* WHAT NEEDS TO BE DONE
Write out again, please, the records below from the first line to the line holding "Using the datasource", inclusive, and nothing else.

(Saved data entries)
※ ※ ※

PR #366, opened 2025-08-24
Remain in inQuotes state for escaped double-quotes

damluk:


dmitryk-dk (commented):
Overall looks good! 
Could you please add test cases with normal stream fields please?
It might be confusing that `_msg` field is present in the `_stream`. 

Could you please update your branch with the latest changes and resolve the conflict

dmitryk-dk (approved):
LGTM!

Issue #347, opened 2025-07-29
Default Log Volume visualization shows all logs as unknown level


ClementGautier:
Hi,

Using the datasource plugin with it's default values result in the Log Volume visualization showing all logs as "unknown" level:

<img width="1399" height="203" alt="Image" src="https://github.com/user-attachments/assets/7826bb0f-2044-4e63-a0f1-a02cb11c33cf" />

If you set even one Log Level Rule then it seems to work well:

<img width="1557" height="149" alt="Image" src="https://github.com/user-attachments/assets/f9cb012b-5e11-4620-82b5-74865f141b9a" />

<img width="1405" height="196" alt="Image" src="https://github.com/user-attachments/assets/6fb23027-0fbf-453e-832f-02484609df68" />

I use version 0.18.1 of the pluging on a Grafana v11.3.0 (d9455ff7db) and a VLCluster version v1.25.1

ClementGautier:
@ExpLog Yes, I have added a transform to fix that:

```
transform/log_level_parser:
  error_mode: ignore
  log_statements:
    - context: log
      statements:
        - set(attributes["level"], ConvertCase(attributes["level"], "lower"))
```

It doesn't fix the issue with the default rules though

PR #370, opened 2025-08-30
fix: level detection logic

Loori-R:
1. Fixed an issue where **level** on the *Logs volume* chart was not detected if no custom rules were set.
2. Fixed an issue where the **level** field was ignored when a custom rule was present — now the existing level is used first, and custom only if it’s missing.
3. Unified the **level** detection logic between the *Logs volume* chart and the logs list (they could differ before).

Related issue: #347


src/configuration/LogLevelRules/utils.ts
```diff
@@ -52,5 +65,29 @@ export const resolveLogLevel = (log: Record<string, any>, rules: LogLevelRule[])
     }
   }
 
-  return LogLevel.unknown;
+  return null;
 }
+
+
+// Auto-detects the log level from level/severity-like keys in labels.
```
dmitryk-dk, line 72: Do we need this commented code?

dmitryk-dk (commented):
Could you please check the CI as well?

arturminchukov (approved):
LGTM!

PR #373, opened 2025-09-04
fix issue with concurrent map writes

dmitryk-dk:
Make a port of the fix related to the issue described [here](https://github.com/VictoriaMetrics/victoriametrics-datasource/issues/363). 

The logs datasource behaves in the same way as the metrics datasource in case to process queries


arturminchukov (approved):
LGTM!

PR #387, opened 2025-09-11
fix: interpolate trace ID for internal datasource links

### LINKED ISSUE #386: Internal datasource links in derived fields do not interpolate field values
When using derived fields with internal datasource links (i.e., links to another Grafana datasource), the field value template `${__value.raw}` is not interpolated. Instead, the literal string `"${__value.raw}"` is passed to the linked datasource, resulting in failed queries.

### Steps to Reproduce

1. Configure VictoriaLogs datasource with a derived field for trace correlation:
```json
{
  "name": "TraceID from trace_id",
  "matcherRegex": "trace_id",
  "matcherType": "label",
  "url": "${__value.raw}",
  "urlDisplayLabel": "View Trace",
  "datasourceUid": "victoriatraces"
}
```
2. Query logs that contain a `trace_id` label (e.g., `trace_id="74bec32e156422caa1a5b0737517b0c5"`)
3. Click on the "View Trace" link that appears next to the trace ID

### Expected Behavior

The link should open the traces datasource with a query for the actual trace ID value:
- Query: `74bec32e156422caa1a5b0737517b0c5`

### Actual Behavior

The link opens the traces datasource with the literal template string:
- Query: `${__value.raw}`

This results in an empty query result since no trace matches the literal string `"${__value.raw}"`.

### System Info

- VictoriaLogs datasource version: 0.20.0
- Grafana version: 12.1.1
- Affected datasource types: any datasource used as internal link target

### Impact
Breaks log-to-trace correlation for any setup using derived fields to link from VictoriaLogs to a tracing datasource

cmacrae:
Previously, internal links to tracing datasources (Jaeger, Zipkin, Tempo, etc.) were incorrectly using the derivedFieldConfig.url value, which is meant for external URL templates. This caused trace links to open with empty queries.

Now internal links always use `${__value.raw}` to properly interpolate the actual trace ID value from the log field, ensuring trace views open with the correct query.

Fixes #386

---

Tested and working on Grafana v12.1.1 :)

### DIFF
--- a/CHANGELOG.md
+++ b/CHANGELOG.md
@@ -2,6 +2,8 @@
 
 ## tip
 
+* BUGFIX: fix internal datasource links in derived fields to properly interpolate field values instead of passing literal `${__value.raw}` strings. See [#386](https://github.com/VictoriaMetrics/victorialogs-datasource/issues/386).
+
 ## v0.20.0
 
 * FEATURE: upgrade Go builder from Go1.24.2 to Go1.25. See [Go1.25 release notes](https://tip.golang.org/doc/go1.25).
--- a/src/getDerivedFields.ts
+++ b/src/getDerivedFields.ts
@@ -87,9 +87,10 @@ function fieldFromDerivedFieldConfig(derivedFieldConfigs: DerivedFieldConfig[]):
         // Will be filled out later
         title: derivedFieldConfig.urlDisplayLabel || '',
         url: '',
-        // This is hardcoded for Jaeger or Zipkin not way right now to specify datasource specific query object
         internal: {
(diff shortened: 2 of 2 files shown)


cmacrae:
Alright, I figured out what the issue was 🤦 the provisioning method I was using for creating my datasources declaratively wasn't properly configuring the `derivedFields.url` value. Grafana's UI was slightly misleading in displaying the value I was _trying_ to set, but when I checked the datasource's JSON model via the API, I could see that the `derivedFields.url` values were in fact empty... hence why the links were broken when I'd click them

I've fixed the source of the problem in my declarative config and it's now working! 🥳  
So, this fix and the associated issue I opened are in fact not needed. Thanks very much for your help on this @arturminchukov - I'll close this PR and the issue

Issue #390, opened 2025-09-14
Unpredictable behavior when determining interval for range query


aaspiridonov:
I use range Vlogs query in grafana:
`{service="alerts-log"}
labels.severity:="notice"
| stats by (labels.severity) count() as alerts`
<img width="870" height="203" alt="Image" src="https://github.com/user-attachments/assets/1bfb6620-71df-4ee2-b27f-2c45a164a574" />

When specifying an interval for a range query, the result is unpredictable.

**interval=1h [ok]**
first point
<img width="917" height="443" alt="Image" src="https://github.com/user-attachments/assets/3bacb495-8cc6-4932-918e-7890fa773595" />
second point
<img width="917" height="443" alt="Image" src="https://github.com/user-attachments/assets/20ad90b1-8b7d-4fe3-b9b8-7d8da1c562b5" />

**interval=6h [ok]**
first point
<img width="917" height="579" alt="Image" src="https://github.com/user-attachments/assets/88daa129-d970-48b9-9001-4c88a17a9cf3" />
second point
<img width="917" height="579" alt="Image" src="https://github.com/user-attachments/assets/dfa61325-c5cf-4926-9685-0bc16251699e" />

**interval=8h [not ok]**
first point
<img width="917" height="579" alt="Image" src="https://github.com/user-attachments/assets/fb740372-2659-483e-83c7-473d5d5fbc67" />
second point
<img width="917" height="579" alt="Image" src="https://github.com/user-attachments/assets/bfd6e53b-3136-4eba-995b-d8294411c975" />

**interval=12h [ok]**
first point
<img width="917" height="579" alt="Image" src="https://github.com/user-attachments/assets/ea1b8ac7-496a-4b22-bcd5-00e0df601e4d" />
second point
<img width="917" height="579" alt="Image" src="https://github.com/user-attachments/assets/63b8bc62-eda1-4195-903b-f7a20e625c1e" />

**interval=1d [not ok]**
first point
<img width="917" height="579" alt="Image" src="https://github.com/user-attachments/assets/e1c70c1f-3219-4724-831c-c82f387adcdb" />
second point
<img width="917" height="579" alt="Image" src="https://github.com/user-attachments/assets/16e7ac0a-eabe-4860-8f2c-aecfd8118fbd" />

Grafana: v11.6.5
VLogs grafana plugin: v0.20.0
VLogs: v1.33.1

arturminchukov:
[...]

PR #391, opened 2025-09-17
fix unpredictable behavior when determining an interval for a range query q…

arturminchukov:
Related issue: #390 
Fixed unpredictable behavior when determining an interval for a range query query by updating interval comparison logic for `roundInterval` to use `<` instead of `<=` for consistency with [grafana logic](https://github.com/grafana/grafana/blob/main/packages/grafana-data/src/datetime/rangeutil.ts#L383)

### DIFF
--- a/CHANGELOG.md
+++ b/CHANGELOG.md
@@ -5,7 +5,7 @@
 * FEATURE: add run in vmui button. The VMUI URL can be configured in the datasource settings. If not specified, the datasource URL with the path `/select/vmui` will be used. See [#369](https://github.com/VictoriaMetrics/victorialogs-datasource/issues/369).
 
 * BUGFIX: fix unpredictable behavior when determining a `Max Data Points` option for a range query. See [#393](https://github.com/VictoriaMetrics/victorialogs-datasource/issues/393).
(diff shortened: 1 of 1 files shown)


arturminchukov:
> It is likely it requires change here
> 
> https://github.com/VictoriaMetrics/victorialogs-datasource/blob/1d98c2fc7f74058f885fac45f3066d9ee6620155/pkg/utils/utils.go#L492
> 
> 
> The `minInterval` shouldn't be rounded, because this is what user sets. 

You're right. 

>The change doesn't look relevant to what https://github.com/VictoriaMetrics/victorialogs-datasource/issues/390 claims.

Also the interval depends on `MaxDataPoints`, so I fixed `roundInterval` function according to the grafana implementation. So now it works as expected - I see the same interval on the graph, which is set in options by grafana.

> Please, also cover this with tests and port tests and changes, if needed, to victoriametrics datasource.

Victoriametrics datasource doesn't have the problem with `min interval`, but it has problem with `MaxDataPoints`, so will port this fix as well.

arturminchukov:
> Would you mind filing this as a separate PR with its own changelog line and reflection in tests? So far, the changelog line seems off to what was actually done.

Yes, I left in this PR only what is related to the `minInterval'. I will create a pr with the `maxDataPoints` fix as a separate pr.

dmitryk-dk (dismissed):
LGTM!

hagen1778 (dismissed):

hagen1778 (approved):

Issue #389, opened 2025-09-14
Fails to parse syntax in /stats_query but succeeds in /stats_query_range


func25:
Hello, I have a query

```
options(concurrency=1) * | collapse_nums prettify | stats count_uniq(_msg) as uq
```

that can run on `/stats_query_range` but not `/stats_query`, see the [grafana playground](https://play-grafana.victoriametrics.com/explore?schemaVersion=1&panes=%7B%226v7%22:%7B%22datasource%22:%22P566C6523BE02F42C%22,%22queries%22:%5B%7B%22refId%22:%22A%22,%22datasource%22:%7B%22type%22:%22victoriametrics-logs-datasource%22,%22uid%22:%22P566C6523BE02F42C%22%7D,%22editorMode%22:%22code%22,%22expr%22:%22options%28concurrency%3D1%29%20%2A%20%7C%20collapse_nums%20prettify%20%7C%20stats%20count_uniq%28_msg%29%20as%20uq%22,%22queryType%22:%22stats%22%7D,%7B%22refId%22:%22B%22,%22datasource%22:%7B%22type%22:%22victoriametrics-logs-datasource%22,%22uid%22:%22P566C6523BE02F42C%22%7D,%22editorMode%22:%22code%22,%22expr%22:%22options%28concurrency%3D1%29%20%2A%20%7C%20collapse_nums%20prettify%20%7C%20stats%20count_uniq%28_msg%29%20as%20uq%22,%22queryType%22:%22statsRange%22%7D%5D,%22range%22:%7B%22from%22:%22now-1h%22,%22to%22:%22now%22%7D%7D%7D&orgId=1). I checked through [api call](https://play-vmlogs.victoriametrics.com/select/logsql/stats_query?step=10m&start=2025-09-12T03:38:00.910Z&end=2025-09-13T03:38:00.910Z&query=options(concurrency=1)%20*%20|%20collapse_nums%20prettify%20|%20stats%20count_uniq(_msg)%20as%20uq) and it’s ok. I'm not sure if the VL datasource manipulates the syntax and the backend fails to parse it somehow.

dmitryk-dk:
Hi @func25 ! By default, we add `_time` to the `stats` queries to define the correct time range. I think this might be the issue.
```
q.Expr = utils.AddTimeFieldWithRange(q.Expr, q.TimeRange)
```
[...]

PR #392, opened 2025-09-18
fix an issue with incorrect handling `option` field

dmitryk-dk:
Related issue: #389 
For the `/stats` API we need to set `_time` at the beginning of the query. But when we define `option` in the query, it should go first.

Fix an issue with the incorrect handling `option` field in the query for the `/stats` API. By the [documentation]https://docs.victoriametrics.com/victorialogs/logsql/#query-options it should be passed at the beginning of LogsQL query

### DIFF
--- a/CHANGELOG.md
+++ b/CHANGELOG.md
@@ -4,6 +4,7 @@
 
 * FEATURE: add run in vmui button. The VMUI URL can be configured in the datasource settings. If not specified, the datasource URL with the path `/select/vmui` will be used. See [#369](https://github.com/VictoriaMetrics/victorialogs-datasource/issues/369).
 
+* BUGFIX: fix unpredictable behavior when determining a `Max Data Points` option for a range query. See [#393](https://github.com/VictoriaMetrics/victorialogs-datasource/issues/393).
 * BUGFIX: fix an issue with the incorrect handling `option` field in the query for the `/stats` API. By the [documentation](https://docs.victoriametrics.com/victorialogs/logsql/#query-options) it should be passed at the beginning of LogsQL query. See [#389](https://github.com/VictoriaMetrics/victorialogs-datasource/issues/389).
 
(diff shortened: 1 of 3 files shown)


CHANGELOG.md
```diff
@@ -4,6 +4,8 @@
 
 * FEATURE: add run in vmui button. The VMUI URL can be configured in the datasource settings. If not specified, the datasource URL with the path `/select/vmui` will be used. See [#369](https://github.com/VictoriaMetrics/victorialogs-datasource/issues/369).
 
+* BUGFIX: fix an issue with the incorrect handling `option` field in the query for the `/stats` API. By the [documentation]https://docs.victoriametrics.com/victorialogs/logsql/#query-options it should be passed at the beginning of LogsQL query. See [#389](https://github.com/VictoriaMetrics/victorialogs-datasource/issues/389).
```
arturminchukov, line 7:
```suggestion
* BUGFIX: fix an issue with the incorrect handling `option` field in the query for the `/stats` API. By the [documentation](https://docs.victoriametrics.com/victorialogs/logsql/#query-options) it should be passed at the beginning of LogsQL query. See [#389](https://github.com/VictoriaMetrics/victorialogs-datasource/issues/389).
```

pkg/utils/utils.go
```diff
@@ -635,8 +649,8 @@ func hasTimeField(expr string) bool {
 	parts := strings.Split(expr, "|")
 	if len(parts) > 1 {
 		expr = parts[0]
-		return strings.Contains(expr, timeField)
+		return strings.Contains(expr, timeField+":")
```
arturminchukov, line 652: I think we could delete this string. I will be enough to set `expr = parts[0]` 
```suggestion
```

arturminchukov (approved):
LGTM!

arturminchukov (approved):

※ ※ ※

* SOLVED EXERCISE
PR #366, opened 2025-08-24
Remain in inQuotes state for escaped double-quotes

damluk:


dmitryk-dk (commented):
Overall looks good! 
Could you please add test cases with normal stream fields please?
It might be confusing that `_msg` field is present in the `_stream`. 

Could you please update your branch with the latest changes and resolve the conflict

dmitryk-dk (approved):
LGTM!

Issue #347, opened 2025-07-29
Default Log Volume visualization shows all logs as unknown level


ClementGautier:
Hi,

Using the datasource plugin with it's default values result in the Log Volume visualization showing all logs as "unknown" level:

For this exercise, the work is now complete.